Back to BlogTutorials

Character Counting for Developers: String Length, Encoding, and Best Practices

Character counting in programming is more complex than it seems. Learn about Unicode, encoding, and proper string handling for developers.

ToolPop TeamMarch 12, 202514 min read

Character Counting: More Complex Than You Think

What seems simple,counting characters in a string,becomes complex when you consider Unicode, encoding, and edge cases. This guide helps developers understand and implement proper character counting.

Basic Character Counting

JavaScript

// Simple length property
const str = "Hello";
console.log(str.length); // 5

// But watch out for Unicode!
const emoji = "👋";
console.log(emoji.length); // 2 (not 1!)

// For accurate counting, use spread
const accurateLength = [...emoji].length; // 1

Python

# Python 3 handles Unicode well
text = "Hello"
print(len(text))  # 5

emoji = "👋"
print(len(emoji))  # 1 (correct!)

# But grapheme clusters are still tricky
family = "👨‍👩‍👧"
print(len(family))  # 5 (not 1!)

Java

String str = "Hello";
System.out.println(str.length()); // 5

String emoji = "👋";
System.out.println(emoji.length()); // 2 (code units)

// Use codePointCount for accuracy
int codePoints = emoji.codePointCount(0, emoji.length()); // 1

Understanding Unicode

Code Points vs.
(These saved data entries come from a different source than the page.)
PR #598, opened 2026-09-07
Align MilvusClientV2 load/describe/compaction/stats APIs with pymilvus

yhmo:
## Summary

Align `MilvusClientV2` request/response surfaces with pymilvus `MilvusClient`.

### Request
- `LoadCollectionRequest` / `LoadPartitionsRequest`: add `LoadPriority()` (`"low"` selects low priority; any other value, including `"high"`, defaults to high priority), wired to proto `load_params["load_priority"]`.

### Response
- `describe_collection` (`CollectionDesc`): expose `GetConsistencyLevel()` and `NumPartitions()`; populate `update_timestamp` in the proto conversion.
- `get_collection_stats` (`CollectionStat`): expose the raw `Statistics()` key/value map.
- `get_compaction_plans` (`GetCompactionPlansResponse`): return `CompactionID()` and `State()`.
- `get_refresh_external_collection_progress` / `list_refresh_external_collection_jobs`: surface `external_spec` per job (parsed from the proto string).

### Tests / misc
- Unit tests for all new accessors and proto conversions (`TestTypeUtils`, `TestCollectionDesc`, `TestUtilityResponses`, etc.).
- Mocked integration test for V2 `GetCompactionPlans` in `TestCompact.cpp`.
- Example formatting cleanups.

### DIFF
--- a/src/impl/MilvusClientImpl.cpp
+++ b/src/impl/MilvusClientImpl.cpp
@@ -226,17 +226,23 @@ MilvusClientImpl::DescribeCollection(const std::string& collection_name, Collect
 
     auto post = [&collection_desc](const proto::milvus::DescribeCollectionResponse& response) {
         CollectionSchema schema;
-        ConvertCollectionSchema(response.schema(), schema);
+        auto status = ConvertCollectionSchema(response.schema(), schema);
+        if (!status.IsOk()) {
+            return status;
+        }
         schema.SetShardsNum(response.shards_num());
         collection_desc.SetSchema(std::move(schema));
         collection_desc.SetID(response.collectionid());
+        collection_desc.SetCreatedTime(response.created_timestamp());
+        collection_desc.SetUpdateTime(response.update_timestamp());
+        collection_desc.SetConsistencyLevel(ConsistencyLevelCast(response.consistency_level()));
+        collection_desc.SetNumPartitions(response.num_partitions());
 
         std::vector<std::string> aliases;
         aliases.reserve(response.aliases_size());
         aliases.insert(aliases.end(), response.aliases().begin(), response.aliases().end());
 
         collection_desc.SetAlias(std::move(aliases));
-        collection_desc.SetCreatedTime(response.created_timestamp());
         return Status::OK();
     };
 
@@ -2220,11 +2226,17 @@ MilvusClientImpl::getCollectionDesc(const std::string& endpoint, const std::stri
             CollectionDesc desc;
             auto post = [&desc](const proto::milvus::DescribeCollectionResponse& response) {
                 CollectionSchema schema;
-                ConvertCollectionSchema(response.schema(), schema);
+                auto status = ConvertCollectionSchema(response.schema(), schema);
+                if (!status.IsOk()) {
+                    return status;
+                }
                 schema.SetShardsNum(response.shards_num());
                 desc.SetSchema(std::move(schema));
                 desc.SetID(response.collectionid());
                 desc.SetCreatedTime(response.created_timestamp());
+                desc.SetUpdateTime(response.update_timestamp());
+                desc.SetConsistencyLevel(ConsistencyLevelCast(response.consistency_level()));
+                desc.SetNumPartitions(response.num_partitions());
                 return Status::OK();
             };
             auto status =
--- a/src/impl/MilvusClientV2Impl.cpp
+++ b/src/impl/MilvusClientV2Impl.cpp
@@ -360,6 +360,9 @@ MilvusClientV2Impl::LoadCollection(const LoadCollectionRequest& request) {
         for (const auto& rg : request.TargetResourceGroups()) {
             rpc_request.add_resource_groups(rg);
         }
+        if (!request.LoadPriority().empty()) {
+            (*rpc_request.mutable_load_params())["load_priority"] = request.LoadPriority();
+        }
         return Status::OK();
     };
 
@@ -1223,6 +1226,9 @@ MilvusClientV2Impl::LoadPartitions(const LoadPartitionsRequest& request) {
         }
         for (const auto& rg : request.TargetResourceGroups()) {
             rpc_request.add_resource_groups(rg);
+        }
+        if (!request.LoadPriority().empty()) {
+            (*rpc_request.mutable_load_params())["load_priority"] = request.LoadPriority();
         }
         return Status::OK();
     };
@@ -3138,7 +3144,19 @@ MilvusClientV2Impl::GetCompactionPlans(const GetCompactionPlansRequest& request,
         return Status::OK();
     };
 
-    auto post = [&response](const proto::milvus::GetCompactionPlansResponse& rpc_response) {
+    auto post = [&response, &request](const proto::milvus::GetCompactionPlansResponse& rpc_response) {
+        response.SetCompactionID(request.CompactionID());
+        switch (rpc_response.state()) {
+            case proto::common::CompactionState::Completed:
+                response.SetState(CompactionStateCode::COMPLETED);
+                break;
+            case proto::common::CompactionState::Executing:
+                response.SetState(CompactionStateCode::EXECUTING);
+                break;
+            default:
+                response.SetState(CompactionStateCode::UNKNOWN);
+                break;
+        }
         CompactionPlans plans;
         plans.reserve(rpc_response.mergeinfos_size());
         for (int i = 0; i < rpc_response.mergeinfos_size(); ++i) {
@@ -3444,7 +3462,12 @@ MilvusClientV2Impl::GetRefreshExternalCollectionProgress(const GetRefreshExterna
     };
 
     auto post = [&response](const proto::milvus::GetRefreshExternalCollectionProgressResponse& rpc_response) {
-        response.SetJobInfo(ConvertRefreshExternalCollectionJobInfo(rpc_response.job_info()));
+        RefreshExternalCollectionJobInfo info;
+        auto status = ConvertRefreshExternalCollectionJobInfo(rpc_response.job_info(), info);
+        if (!status.IsOk()) {
+            return status;
+        }
+        response.SetJobInfo(std::move(info));
         return Status::OK();
     };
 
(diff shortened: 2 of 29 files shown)


src/impl/utils/TypeUtils.cpp
```diff
@@ -558,6 +563,10 @@ ConvertDescribeCollectionResponse(const proto::milvus::DescribeCollectionRespons
     collection_desc.SetSchema(std::move(schema));
     collection_desc.SetID(rpc_response.collectionid());
     collection_desc.SetCreatedTime(rpc_response.created_timestamp());
+    collection_desc.SetUpdateTime(rpc_response.update_timestamp());
+    collection_desc.SetConsistencyLevel(ConsistencyLevelCast(rpc_response.consistency_level()));
```
yhmo, line 579: src/impl/utils/TypeUtils.cpp line:567
Low ---- CollectionDesc::GetConsistencyLevel() now surfaces a collection's consistency level, but a collection created with consistency level "Customized" (proto common.ConsistencyLevel.Customized = 4, a value the server accepts for collection create) will be silently reported as BOUNDED: ConsistencyLevelCast() maps every unmapped proto value to Bounded and the C++ ConsistencyLevel enum has no Customized member, whereas pymilvus returns the raw proto value from DescribeCollection. Since this PR's goal is pymilvus parity, consider representing Customized in the C++ enum (and in both ConsistencyLevelCast directions), or at least documenting the fallback so callers can tell it apart from Bounded.

src/impl/MilvusClientV2Impl.cpp
```diff
@@ -360,6 +360,9 @@ MilvusClientV2Impl::LoadCollection(const LoadCollectionRequest& request) {
         for (const auto& rg : request.TargetResourceGroups()) {
             rpc_request.add_resource_groups(rg);
         }
+        if (!request.LoadPriority().empty()) {
+            (*rpc_request.mutable_load_params())["load_priority"] = request.LoadPriority();
+        }
```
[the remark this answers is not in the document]
yhmo: Thanks for the suggestion. This is intentional: pymilvus also forwards the load priority value to `load_params` without a client-side whitelist, and the server parses and rejects invalid values. Hard-coding a fixed set here would couple the SDK to a fixed enum that may grow, so we keep the behavior in parity with pymilvus and leave validation to the server.

src/impl/utils/TypeUtils.cpp
yhmo: Agreed that Customized needs attention, but we deliberately do not expose `ConsistencyLevel::CUSTOMIZED` in the public enum: it is only meaningful together with a user-supplied `guarantee_timestamp`, which the SDK request surface does not support yet. Unmapped proto levels therefore fall back to `BOUNDED`. We will revisit Customized support together with the guarantee-timestamp feature.

src/include/milvus/request/partition/LoadPartitionsRequest.h
```diff
@@ -252,6 +252,27 @@ class MILVUS_SDK_API LoadPartitionsRequest {
...
+     * @brief Set load priority.
+     * The load priority of the collection. Possible values are "Low", "Medium" and "High".
+     */
+    void
+    SetLoadPriority(const std::string& load_priority);
+
+    /**
+     * @brief Set load priority.
+     * The load priority of the collection. Possible values are "Low", "Medium" and "High".
+     */
```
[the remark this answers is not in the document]
yhmo: The issue is confirmed fixed. Resolving this conversation.

src/impl/MilvusClientV2Impl.cpp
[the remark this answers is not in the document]
yhmo: Thanks for the clarification. I agree that no change is needed here. Resolving this conversation.

src/impl/utils/TypeUtils.cpp
yhmo: Thanks for the clarification. I agree that no change is needed here. Resolving this conversation.

src/impl/utils/TypeUtils.cpp
```diff
@@ -378,6 +378,11 @@ ConvertRefreshExternalCollectionJobInfo(const proto::milvus::RefreshExternalColl
     info.SetExternalSource(rpc_info.external_source());
     info.SetStartTime(static_cast<uint64_t>(rpc_info.start_time()));
     info.SetEndTime(static_cast<uint64_t>(rpc_info.end_time()));
+    if (rpc_info.external_spec().empty()) {
+        info.SetExternalSpec(nullptr);
+    } else {
+        info.SetExternalSpec(nlohmann::json::parse(rpc_info.external_spec()));
```
yhmo, line 386: src/impl/utils/TypeUtils.cpp line:384
Low ---- ConvertRefreshExternalCollectionJobInfo now parses external_spec with nlohmann::json::parse, which throws parse_error on malformed server data. That exception propagates as an uncaught C++ exception out of the public GetRefreshExternalCollectionProgress and ListRefreshExternalCollectionJobs entry points (in the list case, a single malformed job aborts the whole response). This matches the pre-existing DescribeCollection convention (TypeUtils.cpp also throws on an invalid schema external_spec), so the behavior is consistent with the repo, but it is a newly exposed throw path on two public V2 APIs. Consider catching nlohmann::json::parse_error and returning a Status instead of throwing, or explicitly documenting the throw contract on these APIs.

src/impl/MilvusClientV2Impl.cpp
```diff
@@ -360,6 +360,9 @@ MilvusClientV2Impl::LoadCollection(const LoadCollectionRequest& request) {
         for (const auto& rg : request.TargetResourceGroups()) {
             rpc_request.add_resource_groups(rg);
         }
+        if (!request.LoadPriority().empty()) {
+            (*rpc_request.mutable_load_params())["load_priority"] = request.LoadPriority();
```
yhmo, line 364: src/impl/MilvusClientV2Impl.cpp line:364
Low ---- The load_priority wiring has no RPC-level test: the new tests in TestCollectionRequests.cpp / TestPartitionRequests.cpp only exercise request getter/setter round-trips, so nothing proves load_params["load_priority"] is actually sent on the wire (and omitted when unset). The new GetCompactionPlansV2 mocked test in this PR is a good example of the repo style for asserting request fields; a similar mocked test asserting load_params["load_priority"] == "low" for both LoadCollection and LoadPartitions would lock in this parity feature.

src/impl/utils/TypeUtils.cpp
yhmo: This matches the existing repo convention: ConvertDescribeCollectionResponse already parses external_spec with nlohmann::json::parse and throws parse_error on malformed data, and that throw is covered by an explicit EXPECT_THROW test. The server is the only producer of this JSON, so malformed input indicates a server bug or wire corruption rather than a user-controllable path. Catching and returning a Status here would diverge from the DescribeCollection behavior, so we keep the consistent throw contract.

src/impl/MilvusClientV2Impl.cpp
yhmo: The issue is confirmed fixed. Resolving this conversation.

src/impl/utils/TypeUtils.cpp
yhmo: Thanks for the clarification. I agree that no change is needed here. Resolving this conversation.

src/impl/MilvusClientImpl.cpp
```diff
@@ -226,7 +226,10 @@ MilvusClientImpl::DescribeCollection(const std::string& collection_name, Collect
 
     auto post = [&collection_desc](const proto::milvus::DescribeCollectionResponse& response) {
         CollectionSchema schema;
-        ConvertCollectionSchema(response.schema(), schema);
+        auto status = ConvertCollectionSchema(response.schema(), schema);
```
yhmo, line 229: src/impl/MilvusClientImpl.cpp line:229
Low ---- These V1 describe paths (this post handler and the getCollectionDesc SchemaCache loader at ~line 2226) now propagate the new Status from ConvertCollectionSchema but still do not populate the fields this PR adds to the shared CollectionDesc type. ConvertDescribeCollectionResponse (the V2 path used by MilvusClientV2Impl::describeCollection) now sets consistency_level, num_partitions and update_timestamp, so the same public type returns the defaults (BOUNDED / 0) when obtained through MilvusClient::DescribeCollection even though the server reports real values. Consider setting the same three fields here too (consistency_level(), num_partitions(), update_timestamp() are all available on the proto response) so the V1 and V2 describe paths stay consistent.

src/impl/MilvusClientV2Impl.cpp
```diff
@@ -3138,7 +3144,19 @@ MilvusClientV2Impl::GetCompactionPlans(const GetCompactionPlansRequest& request,
...
     };
 
-    auto post = [&response](const proto::milvus::GetCompactionPlansResponse& rpc_response) {
+    auto post = [&response, &request](const proto::milvus::GetCompactionPlansResponse& rpc_response) {
+        response.SetCompactionID(request.CompactionID());
+        switch (rpc_response.state()) {
+            case proto::common::CompactionState::Completed:
+                response.SetState(CompactionStateCode::COMPLETED);
+                break;
+            case proto::common::CompactionState::Executing:
```
yhmo, line 3153: src/impl/MilvusClientV2Impl.cpp line:3153
Low ---- The new GetCompactionPlansV2 mocked test only exercises the Completed branch of this switch; the Executing and default (UNKNOWN) mappings are untested, so a mis-mapping such as Executing -> COMPLETED would pass CI undetected. Consider extending the mock to also return proto::common::CompactionState::Executing (and an unset state) and assert the corresponding CompactionStateCode values.

src/impl/MilvusClientImpl.cpp
yhmo: The issue is confirmed fixed. Resolving this conversation.

src/impl/MilvusClientV2Impl.cpp
yhmo: The issue is confirmed fixed. Resolving this conversation.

Code Units

Code Point: A unique number assigned to each character in Unicode Code Unit: The actual bytes used to encode a code point

Example: The emoji 👋

Code point: U+1F44B
UTF-16 code units: 2 (surrogate pair)
UTF-8 bytes: 4

Surrogate Pairs

Characters outside the Basic Multilingual Plane (BMP) require two code units in UTF-16:

const rocket = "🚀";

// UTF-16 length
console.log(rocket.length); // 2

// These are surrogate pairs
console.log(rocket.charCodeAt(0)); // 55357 (high surrogate)
console.log(rocket.charCodeAt(1)); // 56960 (low surrogate)

// Get actual code point
console.log(rocket.codePointAt(0)); // 128640

Grapheme Clusters

A grapheme cluster is what humans perceive as a single "character":

// Family emoji (man, woman, girl with ZWJ joiners)
const family = "👨‍👩‍👧";

console.log(family.length); // 8 (code units)
console.log([...family].length); // 5 (code points)
// But visually it's 1 character!

// Use Intl.Segmenter for accurate grapheme counting
const segmenter = new Intl.Segmenter('en', { granularity: 'grapheme' });
const graphemes = [...segmenter.segment(family)];
console.log(graphemes.length); // 1 (correct!)

Encoding Considerations

UTF-8

Variable-length encoding (1-4 bytes per character):

Characters	Bytes
ASCII (0-127)	1 byte
Latin, Greek, etc.	2 bytes
Most other scripts	3 bytes
Emojis, rare characters	4 bytes

# Python byte counting
text = "Hello"
print(len(text.encode('utf-8')))  # 5 bytes

text = "你好"
print(len(text.encode('utf-8')))  # 6 bytes (3 per character)

text = "👋"
print(len(text.encode('utf-8')))  # 4 bytes

UTF-16

Variable-length encoding (2 or 4 bytes per character):

text = "Hello"
print(len(text.encode('utf-16-le')))  # 10 bytes (2 per character)

text = "👋"
print(len(text.encode('utf-16-le')))  # 4 bytes (surrogate pair)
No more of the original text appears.